(Stored items)

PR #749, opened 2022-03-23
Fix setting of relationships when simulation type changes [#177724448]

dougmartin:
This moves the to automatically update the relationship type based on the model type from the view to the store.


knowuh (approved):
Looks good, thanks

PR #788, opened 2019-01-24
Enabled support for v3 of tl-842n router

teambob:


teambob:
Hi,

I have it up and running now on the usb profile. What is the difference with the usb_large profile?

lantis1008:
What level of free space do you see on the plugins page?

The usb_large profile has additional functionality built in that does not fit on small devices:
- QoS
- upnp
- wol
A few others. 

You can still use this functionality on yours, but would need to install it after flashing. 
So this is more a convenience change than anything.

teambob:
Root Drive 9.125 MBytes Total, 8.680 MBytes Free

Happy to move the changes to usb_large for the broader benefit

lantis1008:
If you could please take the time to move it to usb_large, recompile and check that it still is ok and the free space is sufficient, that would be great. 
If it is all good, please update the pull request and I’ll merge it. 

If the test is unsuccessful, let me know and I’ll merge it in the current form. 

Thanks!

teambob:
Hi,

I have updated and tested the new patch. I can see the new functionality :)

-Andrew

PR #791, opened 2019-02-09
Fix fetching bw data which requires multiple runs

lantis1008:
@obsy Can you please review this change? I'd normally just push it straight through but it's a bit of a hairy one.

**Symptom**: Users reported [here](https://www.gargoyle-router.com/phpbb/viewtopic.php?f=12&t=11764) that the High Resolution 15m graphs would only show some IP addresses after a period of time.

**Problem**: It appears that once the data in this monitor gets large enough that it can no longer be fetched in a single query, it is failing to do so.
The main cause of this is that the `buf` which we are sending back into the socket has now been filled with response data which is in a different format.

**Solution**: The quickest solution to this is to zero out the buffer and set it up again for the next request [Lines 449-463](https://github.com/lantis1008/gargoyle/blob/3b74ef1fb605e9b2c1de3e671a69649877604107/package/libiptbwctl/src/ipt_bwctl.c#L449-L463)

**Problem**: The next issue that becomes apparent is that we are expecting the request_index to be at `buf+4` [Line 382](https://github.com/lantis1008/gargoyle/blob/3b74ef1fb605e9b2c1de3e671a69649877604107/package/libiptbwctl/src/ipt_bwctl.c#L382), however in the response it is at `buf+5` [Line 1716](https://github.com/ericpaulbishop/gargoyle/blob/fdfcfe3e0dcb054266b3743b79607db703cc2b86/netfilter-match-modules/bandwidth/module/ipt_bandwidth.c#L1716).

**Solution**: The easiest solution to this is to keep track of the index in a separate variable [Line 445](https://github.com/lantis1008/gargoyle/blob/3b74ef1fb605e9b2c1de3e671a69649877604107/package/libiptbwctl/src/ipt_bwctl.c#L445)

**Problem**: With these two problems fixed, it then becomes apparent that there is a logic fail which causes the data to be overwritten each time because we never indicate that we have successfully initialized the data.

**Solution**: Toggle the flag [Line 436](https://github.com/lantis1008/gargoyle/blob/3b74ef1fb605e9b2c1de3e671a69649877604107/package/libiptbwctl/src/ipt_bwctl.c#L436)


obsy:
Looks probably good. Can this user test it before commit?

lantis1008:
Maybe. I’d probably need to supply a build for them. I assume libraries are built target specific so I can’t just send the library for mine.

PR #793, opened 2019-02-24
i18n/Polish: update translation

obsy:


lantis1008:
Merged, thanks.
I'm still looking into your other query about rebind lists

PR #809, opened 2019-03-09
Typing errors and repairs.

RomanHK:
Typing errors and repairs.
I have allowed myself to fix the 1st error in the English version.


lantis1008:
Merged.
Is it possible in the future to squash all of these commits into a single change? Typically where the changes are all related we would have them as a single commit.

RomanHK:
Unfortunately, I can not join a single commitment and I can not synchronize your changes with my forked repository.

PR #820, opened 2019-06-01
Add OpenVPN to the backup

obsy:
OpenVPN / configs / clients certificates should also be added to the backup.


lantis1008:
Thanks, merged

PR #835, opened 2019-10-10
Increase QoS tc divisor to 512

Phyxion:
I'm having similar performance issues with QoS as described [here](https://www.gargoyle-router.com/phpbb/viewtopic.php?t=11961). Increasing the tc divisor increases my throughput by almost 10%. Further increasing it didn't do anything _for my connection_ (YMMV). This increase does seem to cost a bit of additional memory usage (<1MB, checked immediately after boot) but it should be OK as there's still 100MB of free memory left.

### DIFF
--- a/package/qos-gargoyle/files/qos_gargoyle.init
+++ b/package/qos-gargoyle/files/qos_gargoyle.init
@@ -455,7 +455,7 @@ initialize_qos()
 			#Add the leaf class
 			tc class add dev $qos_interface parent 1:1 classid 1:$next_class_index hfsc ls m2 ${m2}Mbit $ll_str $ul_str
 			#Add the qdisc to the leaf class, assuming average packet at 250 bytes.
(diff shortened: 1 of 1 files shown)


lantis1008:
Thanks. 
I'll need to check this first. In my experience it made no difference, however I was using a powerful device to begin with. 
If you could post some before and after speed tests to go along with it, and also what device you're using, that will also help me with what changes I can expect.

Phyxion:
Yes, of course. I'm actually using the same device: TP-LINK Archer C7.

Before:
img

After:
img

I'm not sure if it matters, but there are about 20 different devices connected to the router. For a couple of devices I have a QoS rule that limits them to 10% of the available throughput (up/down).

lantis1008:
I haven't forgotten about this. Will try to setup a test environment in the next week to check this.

PROBLEM DETAILS:
Every record above should be output exactly.

RESPONSE TO THIS TASK:
PR #749, opened 2022-03-23
Fix setting of relationships when simulation type changes [#177724448]

dougmartin:
This moves the to automatically update the relationship type based on the model type from the view to the store.


knowuh (approved):
Looks good, thanks

PR #788, opened 2019-01-24
Enabled support for v3 of tl-842n router

teambob:


teambob:
Hi,

I have it up and running now on the usb profile. What is the difference with the usb_large profile?

lantis1008:
What level of free space do you see on the plugins page?

The usb_large profile has additional functionality built in that does not fit on small devices:
- QoS
- upnp
- wol
A few others. 

You can still use this functionality on yours, but would need to install it after flashing. 
So this is more a convenience change than anything.

teambob:
Root Drive 9.125 MBytes Total, 8.680 MBytes Free

Happy to move the changes to usb_large for the broader benefit

lantis1008:
If you could please take the time to move it to usb_large, recompile and check that it still is ok and the free space is sufficient, that would be great. 
If it is all good, please update the pull request and I’ll merge it. 

If the test is unsuccessful, let me know and I’ll merge it in the current form. 

Thanks!

teambob:
Hi,

I have updated and tested the new patch. I can see the new functionality :)

-Andrew

PR #791, opened 2019-02-09
Fix fetching bw data which requires multiple runs

lantis1008:
@obsy Can you please review this change? I'd normally just push it straight through but it's a bit of a hairy one.

**Symptom**: Users reported [here](https://www.gargoyle-router.com/phpbb/viewtopic.php?f=12&t=11764) that the High Resolution 15m graphs would only show some IP addresses after a period of time.

**Problem**: It appears that once the data in this monitor gets large enough that it can no longer be fetched in a single query, it is failing to do so.
The main cause of this is that the `buf` which we are sending back into the socket has now been filled with response data which is in a different format.

**Solution**: The quickest solution to this is to zero out the buffer and set it up again for the next request [Lines 449-463](https://github.com/lantis1008/gargoyle/blob/3b74ef1fb605e9b2c1de3e671a69649877604107/package/libiptbwctl/src/ipt_bwctl.c#L449-L463)

**Problem**: The next issue that becomes apparent is that we are expecting the request_index to be at `buf+4` [Line 382](https://github.com/lantis1008/gargoyle/blob/3b74ef1fb605e9b2c1de3e671a69649877604107/package/libiptbwctl/src/ipt_bwctl.c#L382), however in the response it is at `buf+5` [Line 1716](https://github.com/ericpaulbishop/gargoyle/blob/fdfcfe3e0dcb054266b3743b79607db703cc2b86/netfilter-match-modules/bandwidth/module/ipt_bandwidth.c#L1716).

**Solution**: The easiest solution to this is to keep track of the index in a separate variable [Line 445](https://github.com/lantis1008/gargoyle/blob/3b74ef1fb605e9b2c1de3e671a69649877604107/package/libiptbwctl/src/ipt_bwctl.c#L445)

**Problem**: With these two problems fixed, it then becomes apparent that there is a logic fail which causes the data to be overwritten each time because we never indicate that we have successfully initialized the data.

**Solution**: Toggle the flag [Line 436](https://github.com/lantis1008/gargoyle/blob/3b74ef1fb605e9b2c1de3e671a69649877604107/package/libiptbwctl/src/ipt_bwctl.c#L436)


obsy:
Looks probably good. Can this user test it before commit?

lantis1008:
Maybe. I’d probably need to supply a build for them. I assume libraries are built target specific so I can’t just send the library for mine.

PR #793, opened 2019-02-24
i18n/Polish: update translation

obsy:


lantis1008:
Merged, thanks.
I'm still looking into your other query about rebind lists

PR #809, opened 2019-03-09
Typing errors and repairs.

RomanHK:
Typing errors and repairs.
I have allowed myself to fix the 1st error in the English version.


lantis1008:
Merged.
Is it possible in the future to squash all of these commits into a single change? Typically where the changes are all related we would have them as a single commit.

RomanHK:
Unfortunately, I can not join a single commitment and I can not synchronize your changes with my forked repository.

PR #820, opened 2019-06-01
Add OpenVPN to the backup

obsy:
OpenVPN / configs / clients certificates should also be added to the backup.


lantis1008:
Thanks, merged

PR #835, opened 2019-10-10
Increase QoS tc divisor to 512

Phyxion:
I'm having similar performance issues with QoS as described [here](https://www.gargoyle-router.com/phpbb/viewtopic.php?t=11961). Increasing the tc divisor increases my throughput by almost 10%. Further increasing it didn't do anything _for my connection_ (YMMV). This increase does seem to cost a bit of additional memory usage (<1MB, checked immediately after boot) but it should be OK as there's still 100MB of free memory left.

### DIFF
--- a/package/qos-gargoyle/files/qos_gargoyle.init
+++ b/package/qos-gargoyle/files/qos_gargoyle.init
@@ -455,7 +455,7 @@ initialize_qos()
 			#Add the leaf class
 			tc class add dev $qos_interface parent 1:1 classid 1:$next_class_index hfsc ls m2 ${m2}Mbit $ll_str $ul_str
 			#Add the qdisc to the leaf class, assuming average packet at 250 bytes.
(diff shortened: 1 of 1 files shown)


lantis1008:
Thanks. 
I'll need to check this first. In my experience it made no difference, however I was using a powerful device to begin with. 
If you could post some before and after speed tests to go along with it, and also what device you're using, that will also help me with what changes I can expect.

Phyxion:
Yes, of course. I'm actually using the same device: TP-LINK Archer C7.

Before:
img

After:
img

I'm not sure if it matters, but there are about 20 different devices connected to the router. For a couple of devices I have a QoS rule that limits them to 10% of the available throughput (up/down).

lantis1008:
I haven't forgotten about this. Will try to setup a test environment in the next week to check this.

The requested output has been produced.